PR #2381, opened 2022-07-28
Spelling

jsoref:
This PR corrects misspellings identified by the [check-spelling action](https://github.com/marketplace/actions/check-spelling).

The misspellings have been reported at https://github.com/jsoref/scalaz/commit/ecfa03af75ed2b2f295476911f4be4dc67325e35#commitcomment-79693156

The action reports that the changes in this PR would make it happy: https://github.com/jsoref/scalaz/commit/f440cae75d2df569f4251a5ddfa5134bc560a1d7

Note: this PR does not include the action. If you're interested in running a spell check on every PR and push, that can be offered separately.

### DIFF
--- a/core/src/main/scala/scalaz/Heap.scala
+++ b/core/src/main/scala/scalaz/Heap.scala
@@ -400,7 +400,7 @@ object Heap extends HeapInstances {
     }
 
     def skewMeld[A](f: (A, A) => Boolean, ts: Forest[A], tsp: Forest[A]) =
-      unionUniq(f)(uniqify(f)(ts), uniqify(f)(tsp))
+      unionUniq(f)(uniquify(f)(ts), uniquify(f)(tsp))
 
     def ins[A](f: (A, A) => Boolean, t: Tree[Ranked[A]]): Forest[A] => Forest[A] = {
       case s if s.isEmpty    => EphemeralStream(t)
@@ -409,7 +409,7 @@ object Heap extends HeapInstances {
         ins(f, link(f)(t, tp))(ts)
     }
 
-    def uniqify[A](f: (A, A) => Boolean): Forest[A] => Forest[A] = {
+    def uniquify[A](f: (A, A) => Boolean): Forest[A] => Forest[A] = {
       case s if s.isEmpty   => emptyEphemeralStream
       case (t ##:: ts) => ins(f, t)(ts)
     }
--- a/example/src/main/scala/scalaz/example/ContravariantCoyonedaUsage.scala
+++ b/example/src/main/scala/scalaz/example/ContravariantCoyonedaUsage.scala
@@ -538,7 +538,7 @@ object ContravariantCoyonedaUsage {
       s.foldMap{case (st, i) => recItem[BinOrd](i, sortTypeBinOrd(st))}
 
     // The drawback here is that I can’t just build a separate stack
-    // willynilly for `Binfmt'.  I have to prove at each step that *the
+    // willy nilly for `Binfmt'.  I have to prove at each step that *the
     // same* `I' is used for the `Binfmt' and the `Order' for this to be
     // useful.  Once again, an idea of a fold step that can be fused
     // with the `Order' construction safely can be abstracted out here.
--- a/example/src/main/scala/scalaz/example/KleisliUsage.scala
+++ b/example/src/main/scala/scalaz/example/KleisliUsage.scala
@@ -25,7 +25,7 @@ object KleisliUsage {
       Continent("Asia",
         List(
           Country("India",
-            List(City("New Dehli"), City("Calcutta"))))))
+            List(City("New Delhi"), City("Calcutta"))))))
 
     def continents(name: String): List[Continent] =
       data.filter(k => k.name.contains(name))
--- a/example/src/main/scala/scalaz/example/ReaderWriterStateTUsage.scala
+++ b/example/src/main/scala/scalaz/example/ReaderWriterStateTUsage.scala
@@ -4,7 +4,7 @@ package scalaz.example
  A rather contrived example which shows how ReaderWriterStateT could be used.
  @author stew@vireo.org / stew@helloreverb.com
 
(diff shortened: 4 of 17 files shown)


example/src/main/scala/scalaz/example/ContravariantCoyonedaUsage.scala
```diff
@@ -538,7 +538,7 @@ object ContravariantCoyonedaUsage {
       s.foldMap{case (st, i) => recItem[BinOrd](i, sortTypeBinOrd(st))}
 
     // The drawback here is that I can’t just build a separate stack
-    // willynilly for `Binfmt'.  I have to prove at each step that *the
+    // willy nilly for `Binfmt'.  I have to prove at each step that *the
```
jsoref, line 541: Google Sheets made this (and most of the other corrections). I probably wouldn't have actively made it, but it's right.

example/src/main/scala/scalaz/example/KleisliUsage.scala
```diff
@@ -25,7 +25,7 @@ object KleisliUsage {
       Continent("Asia",
         List(
           Country("India",
-            List(City("New Dehli"), City("Calcutta"))))))
+            List(City("New Delhi"), City("Calcutta"))))))
```
jsoref, line 28: Proper name...

example/src/main/scala/scalaz/example/ReaderWriterStateTUsage.scala
```diff
@@ -28,7 +28,7 @@ case object B extends Token
 
 object Token {
 
-  implicit val euqalsRef: Equal[Token] = Equal.equalRef
+  implicit val equalsRef: Equal[Token] = Equal.equalRef
```
jsoref, line 31: ?

tests/src/test/scala/scalaz/DListTest.scala
```diff
@@ -38,7 +38,7 @@ object DListTest extends SpecLite {
     def monoid[A] = Monoid[DList[A]]
     def monadPlus = MonadPlus[DList]
     def alt = Alt[DList]
-    def bindrec = BindRec[DList]
+    def bindRec = BindRec[DList]
```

» **The task**
A single number is requested: the count of lines in the data that hold "Order".

» **Exercise answer**
2